Zum Einstieg in das Seminarthema zwei fiktive Szenarien:
(Folgender Abschnitt illustriert Beispiele kommunikativer Gewalt. Bei Sensitivität gegenüber dem Thema am besten gleich zum Abschnitt "Was wir machen werden" springen)
Stell Dir vor, Du bist ein Journalist und schreibst aus einer Laune heraus einen humoristischen Kommentar über alternde Aggro-Berlin-HipHop-Fans. Wochen vergehen, und auf einmal merkst Du, dass diesen Artikel jemand entdeckt und in seiner Blase geteilt hat. Seitdem fegt ein tosender Mob über Dich hinweg. Das erste, was Du seither jeden Morgen auf Deinem Handy siehst, sind von X gepushte Hasskommentare und Drohungen von anonymen Konten. Oder stell Dir vor, Du hast als Pressesprecherin eines großen Sportwagenherstellers die ehrenvolle Aufgabe, einen pinken Flitzer zu vermarkten. Du siehst ein, dass das Modell und die Farbe nicht allen gefallen werden – und musst nun jeden Tag sexistische Kommentare auf der Unternehmens-Facebook-Seite lesen und wegmoderieren. Du bist froh, wenn sie sich nicht an Dir als Frau, sondern an dem Wagen selbst abarbeiten. Von diesen Kommentaren gibt es so viele, dass Du nicht mehr zu Deinen täglichen Aufgaben kommst, und die Arbeit stapelt sich Tag um Tag.

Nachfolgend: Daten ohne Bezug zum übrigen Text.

PR #2732, opened 2025-03-20
Timestamp meta on server

### LINKED ISSUE #2695: Add timestamp to GIMessage/SPMessage
### Problem

In some future use cases, e.g. especially search, it may be very useful to have GIMessages be timestamped.

For example, because search could be very slow compared to apps where the data is unencrypted on the server, one way to speed up searching for old messages would be to narrow the search range by timestamps. If the person knows roughly when the thing they're searching for was said, they could query the server for messages only in that time range.

### Solution

Add an ISOString timestamp to the GIMessage header.

Also update contracts to use this new value instead of `createdDate`.

corrideat:
Closes #2695.

**NB! The `date` header isn't implemented for `GET /file` due to limitations on doing this using the `_private_hidx=` key, which is based on the contract ID.** The `date` header for `/file` could be implemented, but using a key based on the CID (hash) of that particular message.

> [!CAUTION]
> This PR requires re-creating the database due to incompatible use some index keys.

### DIFF
--- a/backend/database.js
+++ b/backend/database.js
@@ -52,7 +52,7 @@ export default ((sbp('sbp/selectors/register', {
     }
     // Number of entries pushed.
     let counter = 0
-    let { currentHash, ...serverMeta } = (
+    let { hash: currentHash, ...serverMeta } = (
       await sbp('chelonia/db/getEntryMeta', contractID, height)
     ) || {}
     let prefix = ''
@@ -69,13 +69,13 @@ export default ((sbp('sbp/selectors/register', {
           this.destroy()
           return
         }
-        if (!!currentHash && counter < limit) {
+        if (currentHash && counter < limit) {
           sbp('chelonia/db/getEntry', currentHash).then(async entry => {
             if (entry) {
               const currentPrefix = prefix
               prefix = ','
               counter++
-              const { currentHash: newCurrentHash, ...newServerMeta } = (
+              const { hash: newCurrentHash, ...newServerMeta } = (
                 await sbp('chelonia/db/getEntryMeta', contractID, entry.height() + 1)
               ) || {}
               this.push(
--- a/backend/database.js
+++ b/backend/database.js
@@ -41,7 +41,7 @@ if (!fs.existsSync(dataFolder)) {
 
 // Streams stored contract log entries since the given entry hash (inclusive!).
 export default ((sbp('sbp/selectors/register', {
-  'backend/db/streamEntriesAfter': async function (contractID: string, height: string, requestedLimit: ?number, options: { keyOps?: boolean } = {}): Promise<*> {
+  'backend/db/streamEntriesAfter': async function (contractID: string, height: string, requestedLimit: ?number): Promise<*> {
     const limit = Math.min(requestedLimit ?? Number.POSITIVE_INFINITY, process.env.MAX_EVENTS_BATCH_SIZE ?? 500)
     const latestHEADinfo = await sbp('chelonia/db/latestHEADinfo', contractID)
     if (latestHEADinfo === '') {
@@ -52,9 +52,8 @@ export default ((sbp('sbp/selectors/register', {
     }
     // Number of entries pushed.
     let counter = 0
-    let currentHeight = parseInt(height)
     let { currentHash, ...serverMeta } = (
-      await sbp('chelonia/db/getEntryMeta', contractID, currentHeight)
+      await sbp('chelonia/db/getEntryMeta', contractID, height)
     ) || {}
     let prefix = ''
     let ended = false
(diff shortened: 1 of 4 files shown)


corrideat:
The last commit also implements the 'parallel keychain' that'll be used in snapshots in the following way (added to this PR as it uses the ability to add metadata to messages):

When a key operation is added to the chain, the `isKeyOp` flag is added to that message. When requesting an event stream from the server, one could add `?keyOps=true` to receive only key ops.

This approach is simple (requires minimal changes, doesn't store more information than is needed), general (i.e., it can be used with other filters and combined with other future filters) and effective (does what it should do and is indistinguishable from other approaches, from a results PoV) but has the drawback that it still requires that the server loops over many messages (however, this is relatively fast, as only index keys are used in this loop and irrelevant events are skipped over). The big-O complexity is still the same (linear).

I think that this solution offers good tradeoffs in terms of efficiency and speed, but there are other alternative solutions that I considered and dismissed.

1. New index of `keyOps` (using height). Instead of using an `isKeyOp` flag on messages, we could add these messages to an index, containing the height. For example, `_private_keyops_${cID}`, containing, e.g., `1,7,25,654,789`. This approach allows for skipping over entire blocks, but has these downsides: requires a new DB key, requires an additional lookup for fetching metadata, requires (even more) special logic for event streaming and the index may require too much memory.
2. New index of `keyOps` (using CIDs). Similar tradeoffs to using height, except that it requires even more space and requires more lookups for event streaming (for example, to get events after a certain height).
3. Entirely parallel chain. This could potentially work but requires duplicating data, which wastes space and introduces the possibility of mismatches. It also requires more work when writing data (to write to both chains) and requires special logic for event streaming (to know which chain to read from).
4. Indirect parallel chain. Similar to 3 but using references to avoid duplicating data. Other than saving space, it has similar tradeoffs than the 'entirely parallel chain', and requires additional lookups for each key.

shared/domains/chelonia/db.js
```diff
@@ -101,6 +101,17 @@ const dbPrimitiveSelectors = process.env.LIGHTWEIGHT_CLIENT === 'true'
 
 export default ((sbp('sbp/selectors/register', {
   ...dbPrimitiveSelectors,
+  'chelonia/db/getEntryMeta': async (contractID: string, height: number) => {
+    const entryMetaJson = await sbp('chelonia.db/get', `_private_hidx=${contractID}#${height}`)
+    if (!entryMetaJson) return
+
+    const entryMeta = JSON.parse(entryMetaJson)
+    return entryMeta
```
taoeffect: Can be just:

```js
 return JSON.parse(entryMetaJson)
```

shared/domains/chelonia/db.js
```diff
@@ -157,7 +168,10 @@ export default ((sbp('sbp/selectors/register', {
       await sbp('chelonia.db/set', entry.hash(), entry.serialize())
       await sbp('chelonia.db/set', getLogHead(contractID), JSON.stringify({ HEAD: entry.hash(), height: entry.height() }))
       console.debug(`[chelonia.db] HEAD for ${contractID} updated to:`, entry.hash())
-      await sbp('chelonia.db/set', `_private_hidx=${contractID}#${entryHeight}`, entry.hash())
+      await sbp('chelonia/db/setEntryMeta', contractID, entryHeight, {
+        currentHash: entry.hash(),
```
taoeffect: Could we name this simply `hash`? To me that makes more sense than `currentHash`, as it's the hash for this particular entry, and it's also nicely the same length as `date` too.

Above `currentHash` would still make sense though, e.g.:

```js
let { hash: currentHash, ...serverMeta } = (
```

backend/database.js
```diff
@@ -52,38 +52,52 @@ export default ((sbp('sbp/selectors/register', {
...
+        this.push('[')
+        cb()
+      },
       read (): void {
         if (ended) {
           this.destroy()
           return
         }
-        if (currentHash && counter < limit) {
+        if (!!currentHash && counter < limit) {
```
taoeffect: Is this `!!` really needed? (Why?)

taoeffect (changes requested):
Excellent work @corrideat!

Some minor change requests and some clarifying questions for you.

backend/database.js
corrideat: No, it's not really needed (as in it behaves exactly the same with or without), more of a style choice (trying to be explicit where possible, this makes it explicit it's coerced into a boolean).

Let me know if I should remove it.

shared/domains/chelonia/db.js
corrideat: Agreed that `hash` is a better name.

backend/database.js
taoeffect: I mean, if you're asking for my preference, I prefer it the way it was before, because if it works just the same, we save a couple opcodes (I'm neurotic like that) and it seems more readable to me personally

corrideat: > we save a couple opcodes (I'm neurotic like that) and it seems more readable to me personally

I'll remove it then if it's your preference, but, personally, I disagree that it saves opcodes or that it's more readable (if you know what `!!` does).

1. When implementing a JS interpreter, you'd need to check the type and see if it's truthy or falsy here. Whether you end up saving opcodes or not is highly speculative.
2. Readability is highly subjective, but I'd argue that `!!x` requires less cognitive context than `x` for a non-boolean type.

taoeffect: > When implementing a JS interpreter, you'd need to check the type and see if it's truthy or falsy here. Whether you end up saving opcodes or not is highly speculative.

Interesting. Didn't know that!

taoeffect (approved):
Nice work!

Nach aktueller Studienlage wurde fast jede zweite Person schon einmal online beleidigt1 und die Forschung zeigt, dass kommunikative Gewalt im Netz negative Auswirkungen auf die Gesundheit und die Berufsausübung von professionellen Kommunikator:innen hat (vgl. z. B. Riedl et al. 2020; Sobieraj 2020). Während man als Privatperson die Möglichkeit hat, sich aus bestimmten Räumen zurück zu ziehen, muss man als professionelle Kommunikator:in mit dem rauen Klima online umgehen lernen. Nach den neuesten Entwicklungen in den USA (Meta, X) ist davon auszugehen, dass dieses Klima sogar noch rauer werden wird.2 Aus der Forschung wissen wir aber auch, dass organisatorische Unterstützung und pädagogische Vorbereitung verbessert werden müssen (z. B. Frech et al. 2024; Springer & Troger 2021).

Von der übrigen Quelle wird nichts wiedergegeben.